Dr Joanne Oakes
My interest in coastal systems has focussed on the use of stable isotope analysis, primarily to trace fluxes among trophic groups. Initially, I used manipulative experiments to look at the interaction between sulfur within sediments and seagrass tissues to establish causes of variability in sulfur signatures of the seagrass, Zostera capricorni. I also used advanced mixing models to investigate the ability of stable isotopes of sulfur, as well as nitrogen and carbon, to isotopically discriminate between producers for food web studies.
More recently, I have been interested in determining the importance of benthic microalgae and mangroves as carbon sources for estuarine invertebrates. Previous work looking at microalgae encountered difficulties extracting microalgae from sediment to determine pure carbon isotopic signatures. I developed a new technique, using compound-specific isotope analysis of the compound phytol, that is able to accurately determine microalgae carbon signatures whilst avoiding the need for physical separation of microalgae from sediment. I have since applied this method, in combination with a compartment modelling technique, to quantify the use of microalgae by estuarine consumers through large-scale pulse-chase 13C-enrichment experiments. I have also added 13C-enriched mangrove detritus to sediment in a complementary study to quantify the use of mangrove detritus, and have used compound-specific isotope analysis of 13C-enriched fatty acid biomarkers to examine carbon transfer between microalgae and bacteria within sandy and muddy estuarine sediments.

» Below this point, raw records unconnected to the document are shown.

PR #283, opened 2023-03-21
Improvement/s3 utils 127 2nd implementation storage metrics

XinLi0207:
the detailed [design](https://github.com/scality/citadel/pull/137) is defined here

the main changes are:
- add location metrics that is used by the account for each account
- split the whole single mongo document into one document per each account/location/bucket for scalability(because mongo has size limit for single document)
- because of the deleted and recreated entity will have stale metrics data issue, use a unique identifier(never be same) to represent each entity: account uses canonicalId, bucket uses bucketName_createionDate, location uses locationId(get from mounted locationConfig)

### DIFF
--- a/DataReport/collectBucketMetricsAndUpdateBucketCapacityInfo.js
+++ b/DataReport/collectBucketMetricsAndUpdateBucketCapacityInfo.js
@@ -44,23 +44,7 @@ function isValidCapacityValue(capacity) {
 }
 
 function collectBucketMetricsAndUpdateBucketCapacityInfo(mongoClient, log, callback) {
-    let bucketMetrics;
     return async.waterfall([
-        next => mongoClient.readCountItems(log, (err, doc) => {
-            if (err) {
-                log.error('an error occurred during readCountItems', {
-                    error: { message: err.message },
-                });
-                return next(err);
-            }
-            if (doc && doc.dataMetrics && doc.dataMetrics.bucket) {
-                bucketMetrics = doc.dataMetrics.bucket;
-            } else {
-                log.info('no buckets metrics in countItems, exit');
-                return callback(null);
-            }
-            return next();
-        }),
         next => mongoClient.getBucketInfos(log, (err, bucketInfos) => {
             if (err) {
                 log.error('error getting bucket list', {
@@ -81,37 +65,43 @@ function collectBucketMetricsAndUpdateBucketCapacityInfo(mongoClient, log, callb
 
                 // get bucket storage used
                 let bucketStorageUsed = -1;
-                if (isValidBucketStorageMetrics(bucketMetrics[bucketName])) {
-                    bucketStorageUsed = bucketMetrics[bucketName].usedCapacity.current
-                            + bucketMetrics[bucketName].usedCapacity.nonCurrent;
-                }
-
-                // read Capacity from bucket._capabilities
-                const { Capacity } = bucket.getCapabilities().VeeamSOSApi.CapacityInfo;
-
-                let available = -1;
-                let capacity = -1;
-                if (isValidCapacityValue(Capacity)) { // is Capacity value is valid
-                    capacity = Capacity;
-                    // if bucket storage used is valid and capacity is bigger than used
-                    if (bucketStorageUsed !== -1 && (capacity - bucketStorageUsed) >= 0) {
-                        available = capacity - bucketStorageUsed;
-                    }
-                }
-
-                return mongoClient.updateBucketCapacityInfo(bucketName, {
-                    Capacity: capacity,
-                    Available: available,
-                    Used: bucketStorageUsed,
-                }, log, err => {
-                    if (err) {
-                        log.error('an error occurred during put bucket CapacityInfo attributes', {
+                return mongoClient.readStorageConsumptionMetrics(`bucket_${bucketName}_${new Date(bucket.getCreationDate()).getTime()}`, log, (err, doc) => {
+                    if (err && err.message !== 'NoSuchEntity') {
+                        log.error('an error occurred during readStorageConsumptionMetrics', {
                             error: { message: err.message },
-                            bucketName,
                         });
                         return cb(err);
                     }
-                    return cb();
+                    if (isValidBucketStorageMetrics(doc)) {
+                        bucketStorageUsed = doc.usedCapacity.current
+                            + doc.usedCapacity.nonCurrent;
+                    }
+                    // read Capacity from bucket._capabilities
+                    const { Capacity } = bucket.getCapabilities().VeeamSOSApi.CapacityInfo;
+
+                    let available = -1;
+                    let capacity = -1;
+                    if (isValidCapacityValue(Capacity)) { // is Capacity value is valid
+                        capacity = Capacity;
+                        // if bucket storage used is valid and capacity is bigger than used
+                        if (bucketStorageUsed !== -1 && (capacity - bucketStorageUsed) >= 0) {
+                            available = capacity - bucketStorageUsed;
+                        }
+                    }
+
+                    return mongoClient.updateBucketCapacityInfo(bucketName, {
+                        Capacity: capacity,
+                        Available: available,
+                        Used: bucketStorageUsed,
+                    }, log, err => {
+                        if (err) {
+                            log.error('an error occurred during put bucket CapacityInfo attributes', {
+                                error: { message: err.message },
+                                bucketName,
+                            });
+                        }
+                        return cb(err);
+                    });
                 });
             },
             err => {
--- a/utils/S3UtilsMongoClient.js
+++ b/utils/S3UtilsMongoClient.js
@@ -1,8 +1,15 @@
 const { MongoClientInterface } = require('arsenal').storage.metadata.mongoclient;
+const { Long } = require('mongodb');
 const { errors } = require('arsenal');
+const async = require('async');
 const { validStorageMetricLevels } = require('../CountItems/utils/constants');
+const getLocationConfig = require('./locationConfig');
 
 const METASTORE = '__metastore';
+const INFOSTORE = '__infostore';
+const INFOSTORE_TMP = `${INFOSTORE}_tmp`;
+const __COUNT_ITEMS = 'countitems';
+
 
 class S3UtilsMongoClient extends MongoClientInterface {
     getObjectMDStats(bucketName, bucketInfo, isTransient, log, callback) {
@@ -15,9 +22,10 @@ class S3UtilsMongoClient extends MongoClientInterface {
                 'value.dataStoreName': 1,
                 'value.content-length': 1,
                 'value.versionId': 1,
-                'value.owner-display-name': 1,
+                'value.owner-id': 1,
                 'value.isDeleteMarker': 1,
                 'value.isNull': 1,
+                'value.archive': 1,
             },
         });
         const collRes = {
@@ -29,9 +37,11 @@ class S3UtilsMongoClient extends MongoClientInterface {
         const cmpDate = new Date();
         cmpDate.setHours(cmpDate.getHours() - 1);
 
+        const locationConfig = getLocationConfig(log);
+
         cursor.forEach(
             res => {
-                const { data, error } = this._processEntryData(bucketName, res, isTransient);
+                const { data, error } = this._processEntryData(bucketName, bucketInfo, res, isTransient, locationConfig);
 
                 if (error) {
                     log.error('Failed to process entry data', {
@@ -87,6 +97,28 @@ class S3UtilsMongoClient extends MongoClientInterface {
                         });
                     }
                 });
+                Object.keys(data.account).forEach(account => {
+                    if (!collRes.account[account].locations) {
+                        collRes.account[account].locations = {};
+                    }
+
+                    Object.keys(data.location).forEach(location => {
+                        if (!collRes.account[account].locations[location]) {
+                            collRes.account[account].locations[location] = {
+                                masterCount: 0,
+                                masterData: 0,
+                                nullCount: 0,
+                                nullData: 0,
+                                versionCount: 0,
+                                versionData: 0,
+                                deleteMarkerCount: 0,
+                            };
+                        }
+                        collRes.account[account].locations[location][targetData] += data.location[location];
+                        collRes.account[account].locations[location][targetCount]++;
+                        collRes.account[account].locations[location].deleteMarkerCount += res.value.isDeleteMarker ? 1 : 0;
+                    });
+                });
             },
             err => {
                 if (err) {
@@ -108,13 +140,15 @@ class S3UtilsMongoClient extends MongoClientInterface {
 
     /**
      * @param{string} bucketName -
+     * @param{object} bucketInfo - bucket attributes
      * @param{object} entry -
      * @param{string} entry._id -
      * @param{object} entry.value -
      * @param{boolean} isTransient -
+     * @param{object} locationConfig - locationConfig.json
      * @returns{object.<string, number>} results -
      */
-    _processEntryData(bucketName, entry, isTransient) {
+    _processEntryData(bucketName, bucketInfo, entry, isTransient, locationConfig) {
         if (!bucketName) {
             return {
                 data: {},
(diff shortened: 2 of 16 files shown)


utils/S3UtilsMongoClient.js
```diff
@@ -269,6 +374,68 @@ class S3UtilsMongoClient extends MongoClientInterface {
...
+            next => this.db.createCollection(INFOSTORE_TMP, (err, collection) => {
+                if (err) {
+                    return next(err);
+                }
+                tempCollection = collection;
+                return next();
+            }),
+            next => tempCollection.insertMany(updatedStorageMetricsList, next),
+            next => tempCollection.rename(INFOSTORE, { dropTarget: true }, next),
+        ], err => {
```
ghost: We can set `ordered` to false here, during the insertMany, to improve performance (see https://www.mongodb.com/docs/v4.2/reference/method/db.collection.insertMany/), as it can greatly reduce the impact of the query for a large number of documents.

utils/locationConfig.js
```diff
@@ -0,0 +1,17 @@
+const fs = require('fs');
+
+function getLocationConfig(locationConfigFile) {
+    if (!locationConfigFile) {
+        // eslint-disable-next-line no-param-reassign
+        locationConfigFile = process.env.LOCATION_CONFIG_FILE || 'conf/locationConfig.json';
+    }
```
ghost: A potential way to avoid the eslint-disable

```suggestion
function getLocationConfig(locationConfigFile) {
    const locationConfiguration = locationConfigFile ?? locationConfigFile : process.env.LOCATION_CONFIG_FILE || 'conf/locationConfig.json';
```

utils/locationConfig.js
```diff
@@ -0,0 +1,17 @@
...
+
+    if (!fs.existsSync(locationConfigFile)) {
+        return null;
+    }
+
+    const buf = fs.readFileSync(locationConfigFile);
+    return JSON.parse(buf.toString());
```
ghost: In case of an invalid location configuration I think we should not crash, but log it and return null, what do you think? `JSON.parse` can be wrapped inside a try/catch.

I think so because if we return null, then you already handle this case https://github.com/scality/s3utils/pull/283/files#diff-3a778b361ddfba6106347ff0cb053bcbb1a84374fa0d7e6e6413e7c6fb6ca5cdR166, so this way the function will return consistent results.
Alternativaly we could throw an error in these cases directly here.

utils/S3UtilsMongoClient.js
```diff
@@ -269,6 +374,68 @@ class S3UtilsMongoClient extends MongoClientInterface {
...
+                    error: err.message,
+                });
+                return cb(errors.InternalError);
+            }
+            if (!doc) {
+                return cb(errors.NoSuchEntity);
+            }
+            return cb(null, doc.value);
+        });
+    }
```
ghost: The only drawback of the TMP collection is that if a request from this function is open during the renaming, it will be cancelled. Should we handle this specific case with a retry pattern?

DataReport/collectBucketMetricsAndUpdateBucketCapacityInfo.js
```diff
@@ -81,37 +65,44 @@ function collectBucketMetricsAndUpdateBucketCapacityInfo(mongoClient, log, callb
...
-                }
-
-                return mongoClient.updateBucketCapacityInfo(bucketName, {
-                    Capacity: capacity,
-                    Available: available,
-                    Used: bucketStorageUsed,
-                }, log, err => {
-                    if (err) {
-                        log.error('an error occurred during put bucket CapacityInfo attributes', {
+                return mongoClient.readStorageConsumptionMetrics(`bucket:${bucketName}_${new Date(bucket.getCreationDate()).getTime()}`, log, (err, doc) => {
```
ghost: We want to make sure the timezone offset is returned in the date object, otherwise `.getTime()` will return a value dependent on the local timezone. As this will be dynamically computed by the UI side, it might not work, if the date is not in UTC mode.

DataReport/collectBucketMetricsAndUpdateBucketCapacityInfo.js
```diff
@@ -81,37 +65,44 @@ function collectBucketMetricsAndUpdateBucketCapacityInfo(mongoClient, log, callb
...
+                        Used: bucketStorageUsed,
+                    }, log, err => {
+                        if (err) {
+                            log.error('an error occurred during put bucket CapacityInfo attributes', {
+                                error: { message: err.message },
+                                bucketName,
+                            });
+                            return cb(err);
+                        }
+                        return cb();
```
ghost: Nit:

```suggestion
                        if (err) {
                            log.error('an error occurred during put bucket CapacityInfo attributes', {
                                error: { message: err.message },
                                bucketName,
                            });
                        }
                        return cb(err);
```

ghost: Nit:

```suggestion
                        if (err) {
                            log.error('an error occurred during put bucket CapacityInfo attributes', {
                                error: { message: err.message },
                                bucketName,
                            });
                        }
                        return cb(err);
```

utils/S3UtilsMongoClient.js
```diff
@@ -150,6 +190,39 @@ class S3UtilsMongoClient extends MongoClientInterface {
                 results.location[rep.site] = size;
             }
         });
+
+        // count in both dataStoreName and cold location if object is restored
+        if (entry.value.archive
+            && entry.value.archive.restoreCompletedAt <= Date.now()
+            && entry.value.archive.restoreWillExpireAt >= Date.now()) {
+            entry.value.location.forEach(location => {
```
ghost: I think if we are exactly at the expiration time, it should be excluded from the check, as the object is considered expired

```suggestion
        if (entry.value.archive
            && entry.value.archive.restoreCompletedAt <= Date.now()
            && entry.value.archive.restoreWillExpireAt > Date.now()) {
            entry.value.location.forEach(location => {
```

utils/S3UtilsMongoClient.js
```diff
@@ -231,6 +304,38 @@ class S3UtilsMongoClient extends MongoClientInterface {
                 });
             }
         });
+
+        // parse all locations and reflect the data in the account
+        Object.keys((res.account || {})).forEach(account => {
+            if (!dataMetrics.account[account].locations) {
+                dataMetrics.account[account].locations = {};
+            }
+            Object.keys(res.location).forEach(location => {
```
ghost: For consistency

```suggestion
        Object.keys((res.account || {})).forEach(account => {
            if (!dataMetrics.account[account].locations) {
                dataMetrics.account[account].locations = {};
            }
            Object.keys(res.location || {}).forEach(location => {
```

utils/S3UtilsMongoClient.js
ghost: Also, should be better handle error in the `next => tempCollection.rename(INFOSTORE, { dropTarget: true }, next)` case? If the renaming failed, we just want to make sure to properly log it, as the metrics won't be updated. Or we could also retry. If the query failed due to a transient error, it's a waste of resources not to retry to apply them and loose everything by crashing the job.

ghost (commented):
1st iteration, gloabally it implements well the design!

KazToozs (commented):
First iteration: first 2 commits look ok to me

utils/S3UtilsMongoClient.js
ghost, line 1: Adding another quick comment on the issue we discussed in the design, about being abit more robust if a bucket collection exists but is not in the metastore collection. Can we handle this case? As disucsseds, the job should be able to start in this case, and ignore the "bad buckets"

utils/locationConfig.js
XinLi0207: I agree with catch the json parse error and return null and let [this logic](https://github.com/scality/s3utils/pull/283/files#diff-3a778b361ddfba6106347ff0cb053bcbb1a84374fa0d7e6e6413e7c6fb6ca5cdR166) to catch it

utils/S3UtilsMongoClient.js
XinLi0207: yeah both renaming and read operation could not succeed because of race condition, I added retry logic for both of them

DataReport/collectBucketMetricsAndUpdateBucketCapacityInfo.js
XinLi0207: yeah getTime() is the utc timestamp

utils/S3UtilsMongoClient.js
XinLi0207: yeah! added in this [commit](https://github.com/scality/s3utils/pull/283/commits/2546e24005b09596242e469adf0305343d0fd542)

KazToozs (approved):
Took a long time but I honestly didn't come up with any issues, LGTM

utils/S3UtilsMongoClient.js
```diff
@@ -269,6 +374,138 @@ class S3UtilsMongoClient extends MongoClientInterface {
...
+        ], err => {
+            if (err) {
+                log.error('updateStorageConsumptionMetrics: error updating count items', {
+                    error: err.message,
+                });
+                return cb(errors.InternalError);
+            }
+            return cb();
+        });
+    }
```
ghost: I tested the current count-items job in my cluster where I have thousands of buckets, but this logic:
- puts all the buckets name under `_id: countitems` (`bucketList`). I think this can be deleted, unless we need to expose the list of all buckets. Note that this may fail if the list is too large, as everything is in a single document.
- It only creates one document of each type. See below

Here is my (truncated) output:

```json
{ "_id" : "countitems", "value" : { "objects" : 1057057, "versions" : 0, "buckets" : 1911, "bucketList" : [ { "name" : "my-bucket-2019", "location" : "us-east-1", "isVersioned" : false, "ownerCanonicalId" : "7a9747d06c80a1f046fdd134522699213df25632a7de36b55ee78d069e2425fd", "ingestion" : false }, { "name" : "test", "location" : "us-east-1", "isVersioned" : false, "ownerCanonicalId" : "7a9747d06c80a1f046fdd134522699213df25632a7de36b55ee78d069e2425fd", "ingestion" : false }, { "name" : "my-bucket-1162", "location" : "us-east-1", "isVersioned" : false, "ownerCanonicalId" : "7a9747d06c80a1f046fdd134522699213df25632a7de36b55ee78d069e2425fd", "ingestion" : false }, { "name" : "my-bucket-1246", "location" : "us-east-1", "isVersioned" : false, "ownerCanonicalId" : "7a9747d06c80a1f046fdd134522699213df25632a7de36b55ee78d069e2425fd", "ingestion" : false }, { "name" : "my-bucket-1192", "loca.... [ all the buckets here) ],
{ "_id" : "location:fd2234c7-c258-11ed-aae3-ea8ec16f01ad", "value" : { "measuredOn" : ISODate("2023-03-31T06:55:20.786Z"), "usedCapacity" : { "current" : 0, "nonCurrent" : 0 }, "objectCount" : { "current" : 1057057, "nonCurrent" : 0, "deleteMarker" : 0 } } }
{ "_id" : "account:7a9747d06c80a1f046fdd134522699213df25632a7de36b55ee78d069e2425fd", "value" : { "measuredOn" : ISODate("2023-03-31T06:55:20.786Z"), "usedCapacity" : { "current" : 0, "nonCurrent" : 0 }, "objectCount" : { "current" : 1057057, "nonCurrent" : 0, "deleteMarker" : 0 }, "locations" : { "fd2234c7-c258-11ed-aae3-ea8ec16f01ad" : { "usedCapacity" : { "current" : 0, "nonCurrent" : 0 }, "objectCount" : { "current" : 1057057, "nonCurrent" : 0, "deleteMarker" : 0 } } } } }
{ "_id" : "bucket:test_1680008330869", "value" : { "measuredOn" : ISODate("2023-03-31T06:55:20.786Z"), "usedCapacity" : { "current" : 0, "nonCurrent" : 0 }, "objectCount" : { "current" : 1057057, "nonCurrent" : 0, "deleteMarker" : 0 } } }
```

```bash
data-db-mongodb-sharded-shard-0:PRIMARY> db.getCollection('__infostore').find().count()
4
```

For some reason I see only one document of each type (like, only 1 `bucket:test_...`) while I have many others, I believe this is not on purpose.

utils/S3UtilsMongoClient.js
```diff
@@ -269,6 +374,138 @@ class S3UtilsMongoClient extends MongoClientInterface {
...
     }
+
+    updateStorageConsumptionMetrics(countItems, dataMetrics, log, cb) {
+        const updatedStorageMetricsList = [{ _id: __COUNT_ITEMS, value: countItems }];
+        // iterate every resource through dataMetrics and add to updatedStorageMetricsList
+        Object.keys(dataMetrics).forEach(metricLevel => {
+            if (validStorageMetricLevels.has(metricLevel)) {
+                Object.keys(dataMetrics[metricLevel]).forEach(resource => {
+                    updatedStorageMetricsList.push({
+                        _id: `${metricLevel}:${resource}`,
```
ghost:
```suggestion
                        _id: `${metricLevel}_${resource}`,
```

for consistency with the design (unless you found an issue of using `_`)

utils/S3UtilsMongoClient.js
ghost: After adding some logs this logic seem fine but the function never receives all the resources for some reason

```
size of datametrics {
  bucket: {
    test_1680008330869: { usedCapacity: [Object], objectCount: [Object] }
  },
  location: {
    'fd2234c7-c258-11ed-aae3-ea8ec16f01ad': { usedCapacity: [Object], objectCount: [Object] }
  },
  account: {
    '7a9747d06c80a1f046fdd134522699213df25632a7de36b55ee78d069e2425fd': {
      usedCapacity: [Object],
      objectCount: [Object],
      locations: [Object]
    }
  }
}
size of dataMetrics[metricLevel] {
  test_1680008330869: {
    usedCapacity: { current: 0, nonCurrent: 0 },
    objectCount: { current: 1057057, nonCurrent: 0, deleteMarker: 0 }
  }
}
size of dataMetrics[metricLevel][resource] {
  test_1680008330869: {
    usedCapacity: { current: 0, nonCurrent: 0 },
    objectCount: { current: 1057057, nonCurrent: 0, deleteMarker: 0 }
  }
}
size of dataMetrics[metricLevel] {
  'fd2234c7-c258-11ed-aae3-ea8ec16f01ad': {
    usedCapacity: { current: 0, nonCurrent: 0 },
    objectCount: { current: 1057057, nonCurrent: 0, deleteMarker: 0 }
  }
}
size of dataMetrics[metricLevel][resource] {
  'fd2234c7-c258-11ed-aae3-ea8ec16f01ad': {
    usedCapacity: { current: 0, nonCurrent: 0 },
    objectCount: { current: 1057057, nonCurrent: 0, deleteMarker: 0 }
  }
}
size of dataMetrics[metricLevel] {
  '7a9747d06c80a1f046fdd134522699213df25632a7de36b55ee78d069e2425fd': {
    usedCapacity: { current: 0, nonCurrent: 0 },
    objectCount: { current: 1057057, nonCurrent: 0, deleteMarker: 0 },
    locations: { 'fd2234c7-c258-11ed-aae3-ea8ec16f01ad': [Object] }
  }
}
size of dataMetrics[metricLevel][resource] {
  '7a9747d06c80a1f046fdd134522699213df25632a7de36b55ee78d069e2425fd': {
    usedCapacity: { current: 0, nonCurrent: 0 },
    objectCount: { current: 1057057, nonCurrent: 0, deleteMarker: 0 },
    locations: { 'fd2234c7-c258-11ed-aae3-ea8ec16f01ad': [Object] }
  }
}
going to put 4 [
  {
    _id: 'countitems',
    value: {
      objects: 1057057,
      versions: 0,
      buckets: 1911,
      bucketList: [Array],
      dataManaged: [Object],
      stalled: 0
    }
  },
  {
    _id: 'bucket:test_1680008330869',
    value: {
      measuredOn: 2023-03-31T07:17:12.556Z,
      usedCapacity: [Object],
      objectCount: [Object]
    }
  },
  {
    _id: 'location:fd2234c7-c258-11ed-aae3-ea8ec16f01ad',
    value: {
      measuredOn: 2023-03-31T07:17:12.557Z,
      usedCapacity: [Object],
      objectCount: [Object]
    }
  },
  {
    _id: 'account:7a9747d06c80a1f046fdd134522699213df25632a7de36b55ee78d069e2425fd',
    value: {
      measuredOn: 2023-03-31T07:17:12.558Z,
      usedCapacity: [Object],
      objectCount: [Object],
      locations: [Object]
    }
  }
]
```

image

ghost (changes requested):

utils/S3UtilsMongoClient.js
XinLi0207: for the the existing bucketList in _countitems document
seems it is used by [pensieve-api](https://github.com/scality/pensieve-api/blob/development/1.4/apiv1/restapi/status/item_counts_stats.go), but just I don't know where they are presented on the UI

ghost: Ok, it makes sense then, closing this comment!

utils/S3UtilsMongoClient.js
ghost: After further testing we confirmed a bucket must have objects inside to appear in the __infostore collection.
So we created 5700 buckets, all with objects, and two buckets with millions of objects.

The job ran just fine, in 34s.

ghost: Closing this comment

ghost (approved):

Much of my research has involved the use of mathematical models and manipulative experiments, particularly stable isotope enrichment, to trace fluxes among compartments. Currently, I am working on an ARC project using biomarkers and 15N-enrichment to investigate nitrogen cycling in coastal sediments with a view to determining the potential impact of nutrient enrichment on coastal marine ecosystems.
MAJOR RESEARCH GRANTS
ARC Discovery Early Career Researcher Award
- $375,000 "Unravelling the transformation pathways and fate of dissolved organic carbon and nitrogen in shallow coastal sediments" 2012 to 2014.
- $320,000 (DP0878568) "Unravelling pathways of nitrogen cycling in the muddy sediments of shallow coastal systems using biomarkers, stable isotope tracer experiments and modelling" 2008 to 2010. CI 2 of 2.
-$240,000 (LE130100153) "A liquid chromatography/ gas bench: isotope ratio mass spectrometer for new and novel carbon and nitrogen research in coastal systems" 2013. CI 3 of 5
-$250,000 (LE120100156) "A high precision, automated system for studying greenhouse gas cycling in coastal environments" 2012. CI 4 of 5.
- $170,000 (LE100100013) "Eddy Correlation Lander Array" 2010. CI 5 of 12.
- $220,000 (LE0989952) "A Wet Chemical Oxidation-Isotope Ratio Mass Spectrometer (WCO-IRMS)" 2009. CI 6 of 6.
- $88,100. "Ecological health monitoring of Skennars Head wastewater treatment plant outfall" 2009 to 2010. CI 2 of 2.